The premise of this exhibition is to present a representative selection of Kusama’s work, focusing on those ‘moments when she first worked in particular idioms, showing them as they emerged and absorbed the artist’s full creative energies’.
On display in the first two rooms is an array of works on paper dating from the early 1950s. I liked these early examples of idiosyncratic experimentation, executed in a variety of media including, ink, pastel, watercolour, gouache and tempera, very much. Often featuring abstracted forms suggestive of natural phenomena such as eyes, eggs, seeds, stars and spermatozoa, these works recall both the microcosmic and the macrocosmic and in so doing, the surreal. Kusama staged several solo exhibitions in the early to mid-1950s, initially in Matsumoto then in Tokyo. She also began to receive considerable critical acclaim, but was by now determined to leave Japan. In Infinity Net: The Autobiography of Yayoi Kusama, published last year, the artist recalled: ‘For art like mine- art that does battle at the border of life and death, questioning what we are and what it means to live and die- [Japan] was to small, too servile, too feudalistic and too scornful of women. My art needed a more unlimited freedom, and a wider world’.

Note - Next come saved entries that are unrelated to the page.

PR #1284, opened 2026-07-28
refactor(link): publish the relayer readiness contract in api/v2

gjermundgaraba:
Moves the relayer's stdout readiness event from `cmd/relayercmd` to `api/v2/relayer`, beside the attestor's readiness type, as a plain data type validated by its consumer. The e2e harness parses the shared type directly; the readiness-only `relayercmd` test moves with the contract. `relayercmd` keeps only the acceptance-test packet vocabulary, which the next PR in the stack removes.

Second PR of a 3-PR stack (base: #1283):
1. harness simplification (#1283)
2. **this** — readiness contract → `api/v2`
3. packet outcome states end to end

🤖 Generated with [Claude Code](https://claude.com/claude-code)


link/cmd/ibc/relayer.go
```diff
@@ -6,9 +6,10 @@ import (
 	"github.com/pkg/errors"
 	"github.com/spf13/cobra"
 
-	"github.com/cosmos/ibc/link/cmd/relayercmd"
 	"github.com/cosmos/ibc/link/internal/bootstrap"
 	"github.com/cosmos/ibc/link/internal/pkg/graceful"
+
+	relayerv2 "github.com/cosmos/ibc/link/api/v2/relayer"
```
swift1337, line 12:
```suggestion
	"github.com/cosmos/ibc/link/api/v2/relayer"
```

e2e/internal/harness/ibclink/daemon.go
```diff
@@ -45,7 +45,7 @@ type RelayerOptions struct {
 }
 
 type Relayer struct {
-	readiness    relayercmd.Readiness
+	readiness    relayerv2.ProcessReadiness
```
swift1337, line 48:
```suggestion
	readiness    relayer.ProcessReadiness
```

swift1337 (approved):

dhfang:
Could you give some context on the purpose of this readiness related logic and why we don't add and use a health check endpoint instead?

gjermundgaraba:
> Could you give some context on the purpose of this readiness related logic and why we don't add and use a health check endpoint instead?

it is also about address discovery and enabling better probing of what is running.

link/cmd/ibc/relayer.go
gjermundgaraba: we could, but this currently is consistent with how attestorv2 is used. if you want this changed, i'd be happy to open a separate pr for that

e2e/internal/harness/ibclink/daemon.go
gjermundgaraba: see previous comment

dhfang (approved):

dianab-cl (approved):

PR #1285, opened 2026-07-28
feat(proto): report packet outcome states end to end

gjermundgaraba:
Replaces the collapsed `TransferState` with `PacketState` outcome values: `SUCCEEDED`, `TIMED_OUT`, `REJECTED`, and `RELAY_FAILED` travel the wire instead of being folded into `COMPLETE` with a timeout-tx pointer and a `write_ack_error` side channel. The service maps the store's terminal relay statuses onto the enum directly, and request fields are renamed to `source_chain_id`.

On the e2e side this deletes the shadow packet vocabulary (the remaining `relayercmd` types): tests assert on the wire enum, which removes the lossy re-derivation of outcomes. Verified end to end by the IFT-timeout and GMP-error-ack anvil tests.

Third PR of a 3-PR stack (base: #1284):
1. harness simplification (#1283)
2. readiness contract → `api/v2` (#1284)
3. **this** — packet outcome states end to end

🤖 Generated with [Claude Code](https://claude.com/claude-code)


proto/link/relayer.proto
```diff
@@ -41,14 +51,19 @@ message TransactionInfo {
...
-  TransferState state = 1;
+  PacketState state = 1;
+  // Together with source_client_id, identifies the packet.
   uint64 sequence_number = 2;
+  // Together with sequence_number, identifies the packet.
   string source_client_id = 3;
+  // The source-chain SendPacket transaction. Always present.
   TransactionInfo send_tx = 4;
+  // The destination-chain receive transaction, once submitted or discovered.
   TransactionInfo recv_tx = 5;
```
swift1337, line 62:
```suggestion
  TransactionInfo destination_tx = 5;
```

proto/link/relayer.proto
```diff
@@ -5,34 +5,44 @@ package ibc.v2.relayer;
...
+  repeated PacketStatus packet_statuses = 1;
+}
 
-enum TransferState {
-  TRANSFER_STATE_UNKNOWN = 0;
-  TRANSFER_STATE_PENDING = 1;
-  TRANSFER_STATE_COMPLETE = 2;
-  TRANSFER_STATE_FAILED = 3;
+enum PacketState {
+  PACKET_STATE_UNSPECIFIED = 0;
```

Kusama arrived on the West Coast in November 1957 and moved to New York six months later. The Infinity Net paintings displayed in room 3 see Kusama, the curators suggest, responding to abstract expressionism as they differ greatly from her previous style of work. Oil on canvas the Infinity Net paintings are characterised by their highly textured surfaces, created in an at once obsessive and meditative repetition of paint laden brushstrokes, and placid wash of bleached colour. Pacific Ocean (1960), a grey blue welter of scallop shaped crests of paint, is notable for its representation of supreme artistic stamina and serene quality; a contrastingly compulsive and calming creation.
The fourth room features the Accumulation sculptures, first exhibited in a group show alongside work by Andy Warhol, Claes Oldenburg, George Segal and James Rosenquist at the Green Gallery in New York in 1962. The Accumulation sculptures and Compulsion Furniture works bristle with a proliferation of sewn and stuffed fabric phalluses, creating a surreal environment in which dream like obsessions are realised in the physical realm, boldly, brashly, brazenly visible and tactile. The same might be said of Kusama’s Food Obsession series consisting of dried macaroni covered clothing, conveying, one might argue as in the Sex Obsession series, attitudes of shame and disgust in the midst of excess.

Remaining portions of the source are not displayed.